EXTRACTED DATA Start Marker

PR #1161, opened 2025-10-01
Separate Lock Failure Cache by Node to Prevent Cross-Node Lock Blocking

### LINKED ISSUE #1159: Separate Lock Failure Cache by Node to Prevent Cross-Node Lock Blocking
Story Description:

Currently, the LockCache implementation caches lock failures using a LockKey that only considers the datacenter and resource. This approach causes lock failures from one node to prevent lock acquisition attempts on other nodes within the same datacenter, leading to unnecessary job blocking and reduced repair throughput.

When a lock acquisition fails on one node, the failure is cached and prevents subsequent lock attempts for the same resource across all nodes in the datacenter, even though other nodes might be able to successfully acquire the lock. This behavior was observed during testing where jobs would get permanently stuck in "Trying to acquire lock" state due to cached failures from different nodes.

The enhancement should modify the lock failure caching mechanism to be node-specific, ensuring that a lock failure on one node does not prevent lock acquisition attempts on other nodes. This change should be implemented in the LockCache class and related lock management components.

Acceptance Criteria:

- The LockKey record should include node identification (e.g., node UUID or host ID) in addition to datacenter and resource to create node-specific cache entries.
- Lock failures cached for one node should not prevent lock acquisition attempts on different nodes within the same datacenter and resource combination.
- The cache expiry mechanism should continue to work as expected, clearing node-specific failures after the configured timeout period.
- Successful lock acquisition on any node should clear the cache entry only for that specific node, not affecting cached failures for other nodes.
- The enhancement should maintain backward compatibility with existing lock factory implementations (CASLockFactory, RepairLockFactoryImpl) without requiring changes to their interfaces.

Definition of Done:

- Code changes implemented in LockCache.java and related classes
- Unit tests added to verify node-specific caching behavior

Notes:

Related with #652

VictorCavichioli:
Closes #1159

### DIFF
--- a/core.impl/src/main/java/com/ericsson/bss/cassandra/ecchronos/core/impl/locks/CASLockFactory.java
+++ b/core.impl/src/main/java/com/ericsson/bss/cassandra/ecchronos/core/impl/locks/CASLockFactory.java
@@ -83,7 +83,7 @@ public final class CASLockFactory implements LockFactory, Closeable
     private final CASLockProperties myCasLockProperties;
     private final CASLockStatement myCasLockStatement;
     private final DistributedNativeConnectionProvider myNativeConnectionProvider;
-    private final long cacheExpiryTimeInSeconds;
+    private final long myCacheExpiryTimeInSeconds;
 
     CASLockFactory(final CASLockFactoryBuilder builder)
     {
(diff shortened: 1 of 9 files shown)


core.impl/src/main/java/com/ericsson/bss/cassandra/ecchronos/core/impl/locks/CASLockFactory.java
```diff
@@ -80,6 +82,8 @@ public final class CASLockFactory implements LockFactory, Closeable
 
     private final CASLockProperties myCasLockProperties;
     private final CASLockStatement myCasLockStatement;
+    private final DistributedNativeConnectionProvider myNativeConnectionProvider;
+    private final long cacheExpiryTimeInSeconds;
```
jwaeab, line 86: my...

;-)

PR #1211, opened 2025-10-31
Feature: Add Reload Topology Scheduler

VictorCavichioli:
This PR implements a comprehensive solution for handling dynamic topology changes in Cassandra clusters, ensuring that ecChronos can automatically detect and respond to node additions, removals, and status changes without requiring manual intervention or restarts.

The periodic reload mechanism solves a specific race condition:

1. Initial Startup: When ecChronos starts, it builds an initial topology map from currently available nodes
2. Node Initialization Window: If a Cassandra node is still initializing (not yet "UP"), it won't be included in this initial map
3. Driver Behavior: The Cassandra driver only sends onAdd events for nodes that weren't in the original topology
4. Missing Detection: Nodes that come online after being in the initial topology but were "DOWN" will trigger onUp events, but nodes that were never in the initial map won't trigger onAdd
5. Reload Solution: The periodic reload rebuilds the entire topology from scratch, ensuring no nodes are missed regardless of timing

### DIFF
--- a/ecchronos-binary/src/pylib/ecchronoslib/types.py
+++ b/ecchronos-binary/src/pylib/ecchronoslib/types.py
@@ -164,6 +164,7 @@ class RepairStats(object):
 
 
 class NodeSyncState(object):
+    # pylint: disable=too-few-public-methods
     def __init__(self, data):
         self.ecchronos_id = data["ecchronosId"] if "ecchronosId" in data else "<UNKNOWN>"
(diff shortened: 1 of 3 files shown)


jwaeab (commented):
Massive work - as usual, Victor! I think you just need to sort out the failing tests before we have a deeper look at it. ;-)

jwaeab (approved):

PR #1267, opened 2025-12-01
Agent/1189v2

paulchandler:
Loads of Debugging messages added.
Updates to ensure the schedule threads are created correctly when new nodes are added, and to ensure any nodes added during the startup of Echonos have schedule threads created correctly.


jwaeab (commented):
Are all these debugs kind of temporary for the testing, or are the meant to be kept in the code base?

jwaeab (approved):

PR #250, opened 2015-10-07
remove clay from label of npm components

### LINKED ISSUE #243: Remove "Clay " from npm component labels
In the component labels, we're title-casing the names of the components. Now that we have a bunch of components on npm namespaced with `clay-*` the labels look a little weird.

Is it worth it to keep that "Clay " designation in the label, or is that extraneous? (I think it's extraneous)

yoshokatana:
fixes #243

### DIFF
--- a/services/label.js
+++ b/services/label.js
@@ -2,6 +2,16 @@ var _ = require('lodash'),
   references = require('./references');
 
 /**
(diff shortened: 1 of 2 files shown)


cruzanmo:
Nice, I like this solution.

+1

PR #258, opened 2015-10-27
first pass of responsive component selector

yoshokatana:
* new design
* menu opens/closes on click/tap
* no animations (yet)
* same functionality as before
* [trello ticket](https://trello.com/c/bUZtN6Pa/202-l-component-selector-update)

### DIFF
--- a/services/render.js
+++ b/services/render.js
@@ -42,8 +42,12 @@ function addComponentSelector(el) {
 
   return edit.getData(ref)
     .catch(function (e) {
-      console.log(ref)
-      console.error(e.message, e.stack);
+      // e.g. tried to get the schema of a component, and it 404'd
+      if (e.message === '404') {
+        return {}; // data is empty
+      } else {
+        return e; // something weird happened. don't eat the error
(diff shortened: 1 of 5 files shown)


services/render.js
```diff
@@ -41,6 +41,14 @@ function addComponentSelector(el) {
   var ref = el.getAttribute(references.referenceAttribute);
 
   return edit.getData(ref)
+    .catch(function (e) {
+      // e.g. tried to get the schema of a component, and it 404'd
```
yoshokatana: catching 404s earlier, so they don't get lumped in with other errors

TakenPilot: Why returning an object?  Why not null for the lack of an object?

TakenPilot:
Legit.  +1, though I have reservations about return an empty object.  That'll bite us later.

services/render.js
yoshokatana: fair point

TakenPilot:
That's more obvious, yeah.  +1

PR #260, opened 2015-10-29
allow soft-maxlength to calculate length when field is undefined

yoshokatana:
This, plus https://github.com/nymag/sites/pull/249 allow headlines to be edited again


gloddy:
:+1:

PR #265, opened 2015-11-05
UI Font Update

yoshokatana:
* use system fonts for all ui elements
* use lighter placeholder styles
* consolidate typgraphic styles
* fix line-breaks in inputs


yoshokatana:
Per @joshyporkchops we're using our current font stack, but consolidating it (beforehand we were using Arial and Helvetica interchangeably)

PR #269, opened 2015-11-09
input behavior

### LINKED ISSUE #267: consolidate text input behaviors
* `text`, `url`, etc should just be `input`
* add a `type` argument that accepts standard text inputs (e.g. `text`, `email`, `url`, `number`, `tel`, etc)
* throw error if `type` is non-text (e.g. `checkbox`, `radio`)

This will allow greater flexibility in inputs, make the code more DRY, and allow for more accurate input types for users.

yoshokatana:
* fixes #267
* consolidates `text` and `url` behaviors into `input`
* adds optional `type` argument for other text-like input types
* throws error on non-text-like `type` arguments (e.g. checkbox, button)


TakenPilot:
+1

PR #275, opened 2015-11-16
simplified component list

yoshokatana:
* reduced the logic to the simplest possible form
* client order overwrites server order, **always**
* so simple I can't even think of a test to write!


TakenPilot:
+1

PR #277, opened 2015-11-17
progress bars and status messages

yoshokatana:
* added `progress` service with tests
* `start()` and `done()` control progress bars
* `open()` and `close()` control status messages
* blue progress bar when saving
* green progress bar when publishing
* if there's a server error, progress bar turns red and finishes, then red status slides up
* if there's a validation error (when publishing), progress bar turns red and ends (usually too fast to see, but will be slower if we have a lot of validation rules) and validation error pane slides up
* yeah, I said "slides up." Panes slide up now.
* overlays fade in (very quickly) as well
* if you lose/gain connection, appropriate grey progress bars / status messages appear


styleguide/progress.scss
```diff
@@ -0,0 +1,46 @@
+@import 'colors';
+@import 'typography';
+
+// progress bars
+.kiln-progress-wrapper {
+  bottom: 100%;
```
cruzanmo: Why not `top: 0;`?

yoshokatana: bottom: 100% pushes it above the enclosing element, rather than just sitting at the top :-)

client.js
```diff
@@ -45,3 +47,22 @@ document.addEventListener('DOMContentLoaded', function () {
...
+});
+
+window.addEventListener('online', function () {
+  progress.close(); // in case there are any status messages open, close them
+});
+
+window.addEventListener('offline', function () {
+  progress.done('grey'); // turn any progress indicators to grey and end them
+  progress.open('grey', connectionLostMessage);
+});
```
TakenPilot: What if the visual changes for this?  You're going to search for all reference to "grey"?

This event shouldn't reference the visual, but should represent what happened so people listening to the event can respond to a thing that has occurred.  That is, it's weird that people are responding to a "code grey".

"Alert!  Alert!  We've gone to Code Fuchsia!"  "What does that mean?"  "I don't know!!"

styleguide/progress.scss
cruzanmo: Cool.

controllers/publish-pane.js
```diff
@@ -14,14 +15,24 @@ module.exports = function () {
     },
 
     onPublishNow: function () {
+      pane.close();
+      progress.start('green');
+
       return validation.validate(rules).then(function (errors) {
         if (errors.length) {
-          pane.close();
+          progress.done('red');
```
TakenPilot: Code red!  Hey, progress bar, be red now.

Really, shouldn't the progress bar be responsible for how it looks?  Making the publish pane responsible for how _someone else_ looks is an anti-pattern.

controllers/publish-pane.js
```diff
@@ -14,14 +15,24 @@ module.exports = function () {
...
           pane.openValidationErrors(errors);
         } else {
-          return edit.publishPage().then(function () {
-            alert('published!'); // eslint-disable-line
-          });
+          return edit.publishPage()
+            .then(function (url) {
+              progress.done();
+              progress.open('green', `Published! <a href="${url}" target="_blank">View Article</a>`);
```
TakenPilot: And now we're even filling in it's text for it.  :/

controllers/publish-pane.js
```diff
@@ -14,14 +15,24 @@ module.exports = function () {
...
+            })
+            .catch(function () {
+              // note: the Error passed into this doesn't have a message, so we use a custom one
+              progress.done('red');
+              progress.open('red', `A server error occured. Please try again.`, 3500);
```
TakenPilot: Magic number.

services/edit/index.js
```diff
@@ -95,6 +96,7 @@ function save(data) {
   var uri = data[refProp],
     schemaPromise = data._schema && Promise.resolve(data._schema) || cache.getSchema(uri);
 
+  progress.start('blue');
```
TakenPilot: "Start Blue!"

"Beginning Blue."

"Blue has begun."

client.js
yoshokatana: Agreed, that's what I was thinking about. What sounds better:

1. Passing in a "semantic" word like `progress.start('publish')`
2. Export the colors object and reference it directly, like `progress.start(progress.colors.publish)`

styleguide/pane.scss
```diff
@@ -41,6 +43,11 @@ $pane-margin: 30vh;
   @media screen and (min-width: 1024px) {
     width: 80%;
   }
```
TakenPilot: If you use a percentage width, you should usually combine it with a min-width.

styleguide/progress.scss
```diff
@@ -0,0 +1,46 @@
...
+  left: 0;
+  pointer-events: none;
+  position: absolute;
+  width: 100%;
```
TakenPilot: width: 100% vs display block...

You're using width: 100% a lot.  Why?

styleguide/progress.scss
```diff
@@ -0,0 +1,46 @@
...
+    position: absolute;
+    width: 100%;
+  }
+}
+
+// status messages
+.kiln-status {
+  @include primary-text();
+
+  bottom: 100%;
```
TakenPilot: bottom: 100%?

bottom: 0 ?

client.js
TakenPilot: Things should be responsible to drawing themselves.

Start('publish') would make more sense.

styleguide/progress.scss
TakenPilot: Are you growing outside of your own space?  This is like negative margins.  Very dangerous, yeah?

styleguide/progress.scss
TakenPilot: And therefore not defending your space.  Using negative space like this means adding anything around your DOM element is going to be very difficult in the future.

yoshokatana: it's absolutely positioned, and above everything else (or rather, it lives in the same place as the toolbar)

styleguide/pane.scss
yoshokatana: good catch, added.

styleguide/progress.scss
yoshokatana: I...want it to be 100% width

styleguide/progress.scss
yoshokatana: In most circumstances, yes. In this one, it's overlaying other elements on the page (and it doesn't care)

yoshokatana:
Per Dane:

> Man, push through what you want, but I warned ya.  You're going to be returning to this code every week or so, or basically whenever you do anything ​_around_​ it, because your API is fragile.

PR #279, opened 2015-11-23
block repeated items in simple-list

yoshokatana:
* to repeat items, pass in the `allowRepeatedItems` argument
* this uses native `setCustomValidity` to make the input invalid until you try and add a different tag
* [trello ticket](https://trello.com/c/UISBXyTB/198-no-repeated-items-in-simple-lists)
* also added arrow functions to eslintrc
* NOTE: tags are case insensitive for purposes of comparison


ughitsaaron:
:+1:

EXTRACTED DATA End Marker

▶ [TASK OBJECTIVE]: Within the material, count each line that includes the word "styles", and give the total by itself.

▶ [YOUR SOLUTION]: 2